■ Exercise aim: The answer must be every line of the records below that holds the word "optional".

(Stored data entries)

§

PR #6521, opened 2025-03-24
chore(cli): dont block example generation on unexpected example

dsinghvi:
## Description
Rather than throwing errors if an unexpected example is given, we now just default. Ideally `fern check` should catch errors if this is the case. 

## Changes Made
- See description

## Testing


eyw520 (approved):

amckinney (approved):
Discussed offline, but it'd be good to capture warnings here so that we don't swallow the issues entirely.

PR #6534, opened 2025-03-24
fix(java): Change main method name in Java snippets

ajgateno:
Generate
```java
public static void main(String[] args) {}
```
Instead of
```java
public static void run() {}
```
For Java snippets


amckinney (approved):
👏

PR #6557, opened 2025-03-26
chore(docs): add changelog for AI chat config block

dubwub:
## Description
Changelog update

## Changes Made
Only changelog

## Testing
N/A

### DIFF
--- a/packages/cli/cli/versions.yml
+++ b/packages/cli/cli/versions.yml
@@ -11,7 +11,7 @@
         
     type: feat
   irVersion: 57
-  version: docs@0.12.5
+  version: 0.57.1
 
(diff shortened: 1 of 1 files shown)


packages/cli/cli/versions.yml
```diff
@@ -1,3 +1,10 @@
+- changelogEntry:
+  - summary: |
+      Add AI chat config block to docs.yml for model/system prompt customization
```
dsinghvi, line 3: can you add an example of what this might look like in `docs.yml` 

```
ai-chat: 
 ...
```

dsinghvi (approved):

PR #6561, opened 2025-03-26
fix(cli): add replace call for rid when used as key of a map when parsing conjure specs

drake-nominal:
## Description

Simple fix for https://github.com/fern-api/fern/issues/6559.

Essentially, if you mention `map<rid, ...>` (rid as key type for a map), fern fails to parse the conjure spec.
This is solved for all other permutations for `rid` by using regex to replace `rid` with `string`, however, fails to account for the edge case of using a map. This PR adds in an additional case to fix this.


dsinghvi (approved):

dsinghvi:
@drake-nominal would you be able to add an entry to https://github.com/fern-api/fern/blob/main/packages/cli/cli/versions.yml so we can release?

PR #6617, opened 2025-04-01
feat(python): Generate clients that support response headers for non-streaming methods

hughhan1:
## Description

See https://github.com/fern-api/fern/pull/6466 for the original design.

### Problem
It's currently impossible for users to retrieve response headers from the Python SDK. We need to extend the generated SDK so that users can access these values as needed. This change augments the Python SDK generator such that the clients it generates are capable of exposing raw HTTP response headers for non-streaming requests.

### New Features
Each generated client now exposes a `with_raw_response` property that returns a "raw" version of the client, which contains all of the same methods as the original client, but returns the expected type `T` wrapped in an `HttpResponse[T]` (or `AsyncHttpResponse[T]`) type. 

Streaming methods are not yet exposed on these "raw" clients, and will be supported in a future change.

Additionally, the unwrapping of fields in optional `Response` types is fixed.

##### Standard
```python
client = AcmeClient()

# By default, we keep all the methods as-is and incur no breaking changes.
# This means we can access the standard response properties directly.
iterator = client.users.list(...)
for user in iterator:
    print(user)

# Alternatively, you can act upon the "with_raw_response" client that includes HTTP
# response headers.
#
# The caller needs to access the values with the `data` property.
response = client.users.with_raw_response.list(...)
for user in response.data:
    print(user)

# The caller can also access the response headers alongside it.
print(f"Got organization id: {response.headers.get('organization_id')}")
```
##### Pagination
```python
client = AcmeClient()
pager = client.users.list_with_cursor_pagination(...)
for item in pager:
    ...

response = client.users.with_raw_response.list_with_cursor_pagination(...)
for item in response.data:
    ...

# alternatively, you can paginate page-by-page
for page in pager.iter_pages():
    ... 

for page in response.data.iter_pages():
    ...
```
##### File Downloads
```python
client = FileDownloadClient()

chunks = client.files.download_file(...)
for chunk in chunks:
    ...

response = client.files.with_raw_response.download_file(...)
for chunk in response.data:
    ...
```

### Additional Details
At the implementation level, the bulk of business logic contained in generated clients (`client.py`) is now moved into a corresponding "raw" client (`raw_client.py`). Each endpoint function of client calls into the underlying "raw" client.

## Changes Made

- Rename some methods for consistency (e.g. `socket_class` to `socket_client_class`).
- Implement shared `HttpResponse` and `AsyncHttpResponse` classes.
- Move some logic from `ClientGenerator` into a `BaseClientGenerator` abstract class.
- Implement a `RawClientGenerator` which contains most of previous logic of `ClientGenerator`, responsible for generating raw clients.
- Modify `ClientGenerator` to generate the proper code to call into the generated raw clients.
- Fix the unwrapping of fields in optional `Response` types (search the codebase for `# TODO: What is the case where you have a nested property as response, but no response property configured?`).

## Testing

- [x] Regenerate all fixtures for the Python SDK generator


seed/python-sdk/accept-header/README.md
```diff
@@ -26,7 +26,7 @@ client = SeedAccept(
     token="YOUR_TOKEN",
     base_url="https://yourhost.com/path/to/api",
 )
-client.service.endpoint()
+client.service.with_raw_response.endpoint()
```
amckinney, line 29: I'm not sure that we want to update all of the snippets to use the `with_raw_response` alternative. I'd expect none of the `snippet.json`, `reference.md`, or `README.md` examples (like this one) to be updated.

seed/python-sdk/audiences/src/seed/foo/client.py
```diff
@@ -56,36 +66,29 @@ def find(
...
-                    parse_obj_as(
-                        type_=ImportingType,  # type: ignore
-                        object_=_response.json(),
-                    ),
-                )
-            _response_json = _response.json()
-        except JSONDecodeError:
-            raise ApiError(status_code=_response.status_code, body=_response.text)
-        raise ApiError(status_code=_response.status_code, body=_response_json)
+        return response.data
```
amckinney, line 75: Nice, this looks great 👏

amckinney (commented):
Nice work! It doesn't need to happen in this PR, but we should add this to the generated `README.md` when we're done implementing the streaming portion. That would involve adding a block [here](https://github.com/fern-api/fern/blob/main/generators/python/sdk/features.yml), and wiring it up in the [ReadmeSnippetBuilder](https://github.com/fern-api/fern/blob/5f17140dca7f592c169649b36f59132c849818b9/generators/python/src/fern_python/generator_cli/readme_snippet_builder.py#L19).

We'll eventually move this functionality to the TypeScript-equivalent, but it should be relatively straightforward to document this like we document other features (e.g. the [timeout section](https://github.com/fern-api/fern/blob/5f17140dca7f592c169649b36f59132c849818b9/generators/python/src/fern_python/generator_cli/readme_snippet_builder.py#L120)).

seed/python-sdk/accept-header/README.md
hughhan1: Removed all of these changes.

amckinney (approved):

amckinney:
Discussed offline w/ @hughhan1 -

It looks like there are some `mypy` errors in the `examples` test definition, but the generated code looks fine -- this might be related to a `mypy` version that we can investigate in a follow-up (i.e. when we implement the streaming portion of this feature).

§

■ Response for this exercise:
Additionally, the unwrapping of fields in optional `Response` types is fixed.
- Fix the unwrapping of fields in optional `Response` types (search the codebase for `# TODO: What is the case where you have a nested property as response, but no response property configured?`).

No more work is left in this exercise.